好不容易城門開了,他推著推車,順著隊伍,慢悠悠地出了城,一路往西,走到了荒郊野外,剛停下來,打開其中一個桶蓋,一個人就頂著個圓盤從里面跳了出來。圓盤往地上一丟,上面的泔水晃晃悠悠,差點濺出來。
傅希言臉都綠了“山人這就是你的妙計”
段謙說“委屈少夫人了。”
傅希言嚴肅地說“我不是委屈,我是憋屈。”
段謙說“你這么引人注目,我若是不想辦法把你藏起來,只怕不消一天的工夫,裴少主就能追上來了。”
傅希言嗤笑“這么大個泔水桶,你覺得他不會猜到”
段謙好脾氣地回答“那必然是能猜到的。若是猜不到,貿然失去你的消息,只怕也不消一天的工夫,裴少主就會發狂,那我就會遭殃了。我們之前說好的,我挾持你逃跑,少主在后面追,大家始終保持著一段距離,萬一發生意外,也能盡量拖延到少主援手。”

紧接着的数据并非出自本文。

PR #1357, opened 2023-01-10
rplace  sklearn dependency with scikit-learn

vbvg2008:
`uncertainty-calibration` is using sklearn as dependency, but its latest release corrected the dependency, therefore we will use their latest release.


TortoiseHam (approved):
LG

PR #1374, opened 2023-04-25
R1.5

vbvg2008:


docker/stable/Dockerfile.gpu
```diff
@@ -34,7 +34,7 @@ RUN pip install --no-cache-dir \
     ipython \
     ipykernel \
     ipywidgets \
-    papermill \ 
+    papermill \
```
TortoiseHam, line 37: don't the stable docker files also need to change the fe version to specify 1.5.1?

vbvg2008: nice catch, updated.

TortoiseHam (approved):
LG

PR #1391, opened 2023-05-15
Inheriting PyTorch Concat Dataset in the combined dataset

Nishanksingla:
As the per the discussion with Michael, we have concluded that split function does not aligns with the CombinedDataset because if we do the split it will impact the original individual datasets and the only way to remove this drawback is to copy the data into the combined dataset as well which will increase the memory footprint.

Users can split the dataset before combining them. 

Note: We are inheriting from the PyTorch concatdataset for it's optimized implementation.


fastestimator/dataset/combined_dataset.py
```diff
@@ -14,70 +14,40 @@
...
+from torch.utils.data import ConcatDataset
 
 from fastestimator.dataset.dataset import FEDataset
 from fastestimator.util.traceability_util import traceable
 
 
 @traceable()
-class CombinedDataset(FEDataset):
-    def __init__(self, datasets: list) -> None:
+class CombinedDataset(ConcatDataset, FEDataset):
```
TortoiseHam, line 26: In this case it's no longer an FEDataset. It can just inherit the ConcatDataset. corresponding changes in the unit test text

Nishanksingla: Then we can accept list of dataset instead of list of FEDataset.

fastestimator/dataset/data/usps.py
```diff
@@ -112,18 +113,16 @@ def load_data(root_dir: Optional[str] = None) -> Tuple[LabeledDirDataset, Labele
     if not os.path.exists(train_base_path):
         if not os.path.exists(train_compressed_path):
             print("Downloading train data to {}".format(root_dir))
-            wget.download('http://statweb.stanford.edu/~tibs/ElemStatLearn/datasets/zip.train.gz',
-                          root_dir,
-                          bar=bar_custom)
+            _download_file_from_google_drive("1NlaCnlhV-PA_Rek8w8eQqJUeYCZJ0olG", train_compressed_path)
+
```
vbvg2008, line 117: can you remove the additional new line according to codacy comment?

fastestimator/dataset/data/usps.py
```diff
@@ -112,18 +113,16 @@ def load_data(root_dir: Optional[str] = None) -> Tuple[LabeledDirDataset, Labele
...
         _write_data(train_images, train_labels, train_base_path, "train")
 
     if not os.path.exists(test_base_path):
         if not os.path.exists(test_compressed_path):
             print("Downloading test data to {}".format(root_dir))
-            wget.download('http://statweb.stanford.edu/~tibs/ElemStatLearn/datasets/zip.test.gz',
-                          root_dir,
-                          bar=bar_custom)
+            _download_file_from_google_drive("1lagM-V1nmAdS3Uz9Uk4bB9cKqE_agt59", test_compressed_path)
+
```
vbvg2008, line 125: same, we can remove this additional new line within the if block.

TortoiseHam (approved):
LG

PR #1413, opened 2023-06-27
updating google download retry

aashokvardhan:


fastestimator/util/google_download_util.py
```diff
@@ -66,3 +68,25 @@ def _download_file_from_google_drive(file_id: str, destination: str) -> None:
...
+    for _ in range(max_retries):
+        try:
+            time.sleep(2)
+            _download_file_from_google_drive(file_id, destination)
+            if os.path.exists(destination):
+                break
+        except Exception:
+            continue
+
+    print(f"Couldn't download {file_id} after {max_retries} retries.")
```
TortoiseHam, line 92: Should this raise an exception rather than just print since we're going to run into an exception later anyways?

fastestimator/util/google_download_util.py
```diff
@@ -66,3 +68,25 @@ def _download_file_from_google_drive(file_id: str, destination: str) -> None:
...
+    This method will try to download the file for given number of retries till successful.
+
+    Args:
+        file_id: File ID of Google drive URL.
+        destination: Destination path where the data needs to be stored.
+        max_retries: max number of retries.
+    """
+    for _ in range(max_retries):
+        try:
+            time.sleep(2)
```
TortoiseHam, line 85: can we sleep for a random interval between 5 and 10 seconds rather than hardcoded 2 in case what is happening here is a result of multi-threaded tests all firing requests simultaneously?

fastestimator/util/google_download_util.py
```diff
@@ -66,3 +68,25 @@ def _download_file_from_google_drive(file_id: str, destination: str) -> None:
...
+            _download_file_from_google_drive(file_id, destination)
```
TortoiseHam, line 86: this checks for file existence before attempting the download right?

aashokvardhan: yes if file exists it would break the look.

fastestimator/util/google_download_util.py
aashokvardhan: yes, we can raise a exception over here itself instead of raising it again later.

fastestimator/util/google_download_util.py
aashokvardhan: updated to sleep for 5-10 seconds

fastestimator/util/util.py
```diff
@@ -214,6 +215,36 @@ def _custom_tf_print(*args, **kwargs):
...
 
 
+def validate_file(file_path: str) -> bool:
+    """Validate whether file valid or not.
+
+    Args:
+        file_path (str): location of the input file.
+
+    Returns:
+        bool: Whether the is valid.
```
TortoiseHam, line 225:
```suggestion
        Whether the file is valid.
```

fastestimator/util/util.py
```diff
@@ -214,6 +215,36 @@ def _custom_tf_print(*args, **kwargs):
     print_v2(*args, **kwargs)
 
 
+def validate_file(file_path: str) -> bool:
+    """Validate whether file valid or not.
+
+    Args:
+        file_path (str): location of the input file.
```
TortoiseHam, line 222:
```suggestion
        file_path: location of the input file.
```

fastestimator/util/util.py
```diff
@@ -214,6 +215,36 @@ def _custom_tf_print(*args, **kwargs):
     print_v2(*args, **kwargs)
 
 
+def validate_file(file_path: str) -> bool:
+    """Validate whether file valid or not.
```
TortoiseHam, line 219:
```suggestion
    """Validate whether file is valid or not.
```

fastestimator/util/util.py
```diff
@@ -214,6 +215,36 @@ def _custom_tf_print(*args, **kwargs):
...
+                with tarfile.open(file_path) as img_tar:
+                    _ = img_tar.getmembers()
+            else:
+                import gzip
+                f = gzip.open(file_path, 'rb')
+                _ = f.read()
+        elif not (os.path.exists(file_path) and os.path.getsize(file_path) > 0):
+            return False
+        return True
+    except Exception as e:
```
TortoiseHam, line 244: could drop the e or maybe do 'Exception as _' to avoid this?

TortoiseHam:
suppose that 2 test threads both kick off downloads simultaneously, then they will corrupt the zip file as the other one is trying to download it right? I think we might need to wrap the inner download function in a global lock to ensure we're only running one request to google drive at a time. Alternatively at the very least I think we'd need the loop to be [(validate) -> (random sleep) -> (validate) -> (attempt download)] rather than [(attempt download) -> (validate) -> (random sleep)]

fastestimator/dataset/data/cifair10.py
```diff
@@ -52,9 +52,8 @@ def load_data(root_dir: str = None, image_key: str = "x", label_key: str = "y")
     image_extracted_path = os.path.join(root_dir, 'ciFAIR-10')
 
     if not os.path.exists(image_extracted_path):
-        if not os.path.exists(image_compressed_path):
-            print("Downloading data to {}".format(root_dir))
-            _download_file_from_google_drive('1dqTgqMVvgx_FZNAC7TqzoA0hYX1ttOUq', image_compressed_path)
+        print("Downloading data to {}".format(root_dir))
```
TortoiseHam, line 55: why are we removing these checks for if we've already downloaded the zip? in that case we definitely should check for whether we already have a valid zip before re-downloading

fastestimator/util/util.py
```diff
@@ -214,6 +215,37 @@ def _custom_tf_print(*args, **kwargs):
...
+        elif Path(file_path).suffix == '.gz':
+            if file_path.endswith('.tar.gz'):
+                import tarfile
+                with tarfile.open(file_path) as img_tar:
+                    _ = img_tar.getmembers()
+            else:
+                import gzip
+                f = gzip.open(file_path, 'rb')
+                _ = f.read()
+        elif not (os.path.exists(file_path) and os.path.getsize(file_path) > 0):
```
TortoiseHam, line 241: why does the file size need to be >0 here? wouldn't an empty file that passed the above tests technically still be valid?

fastestimator/dataset/data/cifair10.py
aashokvardhan: Currently we are validating before download. Instead of doing it every time we are using google download, we are just moving the if check instead the download, it would check the file and download if the file doesn't exist.

fastestimator/util/util.py
aashokvardhan: Doing Exception as _ is raising codacy errors.

fastestimator/util/util.py
```diff
@@ -214,6 +215,38 @@ def _custom_tf_print(*args, **kwargs):
...
+                import tarfile
+                with tarfile.open(file_path) as img_tar:
+                    _ = img_tar.getmembers()
+            else:
+                import gzip
+                f = gzip.open(file_path, 'rb')
+                _ = f.read()
+        return True
+    except Exception as e:
+        print(e)
```
TortoiseHam, line 246: printing e here seems pretty messy though? should we just `except Exception` and ignore the codacy complaint?

aashokvardhan: But would deleting the file cause issues with different threads downloading it?

TortoiseHam (approved):
LG

PR #1422, opened 2023-07-17
introduced a fail safe for search visualization

DwijayDS:
1. Now we throw error if no data is available to visualize
2. Numpy array is supported in search data parsing

### DIFF
--- a/fastestimator/search/visualize/vis_util.py
+++ b/fastestimator/search/visualize/vis_util.py
@@ -23,6 +23,8 @@ from fastestimator.search.search import Search
 from fastestimator.summary.summary import ValWithError
 from fastestimator.util.base_util import to_set
 
+import numpy as np
+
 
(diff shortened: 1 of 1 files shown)


fastestimator/search/visualize/vis_util.py
```diff
@@ -60,6 +62,9 @@ def __init__(self, search: Search, ignore_keys: Union[None, str, Sequence[str]]
             self.params.discard(key)
             self.results.discard(key)
 
+        # Check if any results left to use
+        assert len(self.results) != 0, "No data found!!!!!"
```
TortoiseHam, line 66:
```suggestion
        assert len(self.results) != 0, f"No results found after ignoring keys: {ignore_keys}"
```

TortoiseHam (approved):
LG

PR #1, opened 2020-10-02
feat: Set up the django project

frgfm:
This PR aims at setting up the django project by:
- settings up a basic django project structure
- adding a first app "user"
- adding CI jobs for lint checking, deps installation, doc building, doc deployment, docker container tests

Here is how the documentation renders:
api_docs

Also, once the django server is run, it can be easily accessed using postman:
api_postman

As of now, I only implemented the project structure with a user app and its model but no views yet. I'll open up another PR to set the other apps (models).

Any feedback is welcome!


fe51:
Thank you for all this set up and first feature !

I think having multiple apps is a good point to keep the project structured ! 
However, in the long term, to keep things clear, we also could have a urls.py file per app. To get started, it suits me !

fe51 (approved):

frgfm:
Replaced by #2 using a FastAPI implementation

傅希言見他說得情真意切,也不好意思胡攪蠻纏下去“接下來怎么辦”
段謙推著泔水桶去了樹林深處,然后牽出一匹老黃馬來,又帶著他去了山腳一個破舊的茅草屋,從里面挖出了一個車廂,將馬套在車廂上,兩人就算有了自駕游的交通工具,開啟“絕地大逃亡”。
侯家胡同最大的住宅在一天內易主,遷入的人家很神秘,很低調,可看到那考究的馬車,威風凜凜的護衛,鄰居們心中便有了猜測。
畢竟,這里離府君山實在太近了。
裴元瑾將于長老安頓好之后,便開始了薊州城內與西線的部署。
昨夜傅希言轉述段謙的計劃時,他第一反應便是拒絕。傅希言是他的命脈,身心皆是,讓傅希言冒險,等于將自己的命送到了別人手里,他如何能應。
可傅希言說服了他“你要一往無前,我要絕路尋生,冒險本就是我們的宿命。”只是,同意歸同意,他還是希望將事情盡可能地歸攏在自己的掌控中。
從庫房與姜藥師爭吵,到于長老堅持下山,都是他一手安排。
其一,是給傅希言創造下山被劫的機會。不然段謙就算有趙通衢幫忙,也很難在一堆武神的眼皮底下有所作為。
其二,或許是杞人憂天,但儲仙宮布防掌控在雷部手中,兩位長老全盛時期自然不用畏懼,如今真元受損,重傷在身,卻不得不防。于長老下山之后,他會以治病之名,找機會讓姜休和譚長老跟著下山,宅院布防的人手經過篩選,都來自電部,趙通衢插不上手。
將近半夜,小樟和于瑜兒到了。他們下山后,同樣經過了那條黑漆漆的路,但兩人匆匆趕路,都沒有注意到地上那一灘奇怪的水。
然后,裴元瑾就收到了傅希言失蹤的消息。這是很順理成章的事,他當即就派人沿著下山那條路搜索。
段謙畢竟是詭影組織在京都一帶的頭目,像這種劫持的事情不知道干了多少回,又有人質主動配合,自然不可能有結果。
裴元瑾這么做,只是幫他們拖延時間。
天光初放,城門開啟,喬裝打扮的段謙推著泔水車離開城門的那一刻,裴元瑾就在不遠處的小吃攤上吃狗不理包子。
他來這里是為了確認一件事,段謙的方向,見他的確往西邊走,才放下心來,這個白天,他會讓電部成員搜索全城,想來這個時間差,應該足夠他們逃出一段距離了。
夠是夠了,可追得也太緊了。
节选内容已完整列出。